Overexpression of hnRNPM inhibited SeV-triggered activation of ISRE, NF-κB, and the IFN-β promoter, while deficiency of hnRNPM had the opposite effects. In addition, the replication of RNA virus was decreased in hnRNPM-deficient cells compared with control cells. These data established a critical role for hnRNPM in innate immune response to viral RNA.
We found that hnRNPM underwent re-distribution between nucleus and cytoplasm during RNA virus infection. hnRNPM was mostly localized in the nucleus in rest cells.

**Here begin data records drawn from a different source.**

Issue #3611, opened 2020-05-07
Ruby 2.7 warnings


softr8:
The following warnings are thrown when running Solidus with Ruby 2.7:

* core/lib/spree/preferences/preferable.rb:162: warning: deprecated Object#=~ is called on TrueClass; it always returns nil
* core/app/models/concerns/spree/user_address_book.rb:8: warning: Using the last argument as keyword parameters is deprecated; maybe ** should be added to the call
* core/lib/spree/i18n.rb:34: warning: Using the last argument as keyword parameters is deprecated; maybe ** should be added to the call

jacquesporveau:
I've opened up a PR for the first warning.

softr8:
Fist and second were fixed here #3737

PR #3616, opened 2020-05-08
Only perform regexes on Strings

jacquesporveau:
**Description**
We were getting warnings from Ruby 2.7

warning: deprecated Object#=~ is called on TrueClass; it always returns
nil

Following infection, hnRNPM was translocated from the nucleus to cytoplasm, which was impaired in RIG-I knockdown cells. Furthermore, hnRNPM was also translocated from the nucleus to cytoplasm in IFN-β-treated cells. These results suggest that hnRNPM translocation is dependent on RLRs.

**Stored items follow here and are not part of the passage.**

Issue #3619, opened 2020-05-13
Problems with products sorting with Postgresql


thomasrossetto:
Hi, 
In my case i want to order by master price all of my products in products index page.

I have analyzed the code, and I chose to use an already exists product filers to sort by price. In particular this two:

Several evidences suggest that hnRNPM inhibits RNA virus-triggered innate immunity by antagonizing RNA sensing of RLRs. Firstly, viral infection caused export of hnRNPM from the nucleus to cytoplasm, indicating a cytoplasmic role of hnRNPM after viral infection. Second, hnRNPM was associated with RIG-I and MDA5 and their interactions were important for the functions of hnRNPM. Third, overexpression of hnRNPM inhibited the binding of RIG-I to SeV RNA. Conversely, deficiency of hnRNPM enhanced the binding of RIG-I to SeV RNA. Recombinant hnRNPM caused approximately 10- and 3-fold decrease of the affinities of RIG-I and MDA5 to dsRNA respectively. These results collectively suggest that hnRNPM is an inhibitor for RLR-mediated innate immune response by impairing viral RNA sensing by RIG-I and MDA5.

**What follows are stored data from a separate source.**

PR #3621, opened 2020-05-13
Allow to configure guest_token cookie options

tvdeyen:
**Description**

The guest_token cookie is currently always only allowed for the current domain (including subdomain).

If you want to use the cookie on a static frontend communicating with your Solidus API you want to share the cookie with all subdomains (ie. www.example.com and api.example.com) in order for the cart session to still work.

With this configuration you can do that.

**Checklist:**

### DIFF
--- a/core/lib/spree/core/controller_helpers/auth.rb
+++ b/core/lib/spree/core/controller_helpers/auth.rb
@@ -42,10 +42,10 @@ module Spree
 
         def set_guest_token
           unless cookies.signed[:guest_token].present?
-            cookies.permanent.signed[:guest_token] = {
+            cookies.permanent.signed[:guest_token] = Spree::Config[:guest_token_cookie_options].merge(
               value: SecureRandom.urlsafe_base64(nil, false),
               httponly: true
-            }
+            )
           end
         end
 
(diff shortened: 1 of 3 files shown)


aldesantis:
Looking good @tvdeyen, thanks! Re-run the tests because the failure seems random and not related.

core/lib/spree/core/controller_helpers/auth.rb
```diff
@@ -42,10 +42,10 @@ def redirect_back_or_default(default)
 
         def set_guest_token
           unless cookies.signed[:guest_token].present?
-            cookies.permanent.signed[:guest_token] = {
+            cookies.permanent.signed[:guest_token] = Spree::Config[:guest_token_cookie_options].merge(
```
kennyadsl, line 45: If we want users to be able to also change `value` and `httponly` options we could merge the config hash into the default one but I'm not sure if that could be actually something needed. What do you think?

core/spec/lib/spree/core/controller_helpers/auth_spec.rb
```diff
@@ -45,6 +45,25 @@ def controller.index
...
+      it 'sends cookie with these options' do
+        stub_spree_preferences(guest_token_cookie_options: {
+          domain: :all,
+          path: '/api'
+        })
+        get :index
+        expect(response.headers["Set-Cookie"]).to match(/domain=\.test\.host; path=\/api/)
+      end
+
+      it 'never overwrites httponly' do
```
kennyadsl, line 59: Just saw this test related to my previous comment. Why do we need this?

tvdeyen: We do not want that devs shoot theirselves in the foot. Setting `httponly` to `false` means the cookie is readable by javascript in the client browser, making the door open for session highjacking attacks.

core/lib/spree/core/controller_helpers/auth.rb
tvdeyen: We must never allow this. See comment below 👇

Our results revealed that the classical cellular mRNA binding regions (RRM) of hnRNPM differs from its viral RNA binding regions. The mutants containing partial RRM regions such as 1–149, 1–281 and 71–281 are lack of viral RNA binding activity while the mutant 281–653 being lack of all three RRM domains had a stronger affinity to viral RNA.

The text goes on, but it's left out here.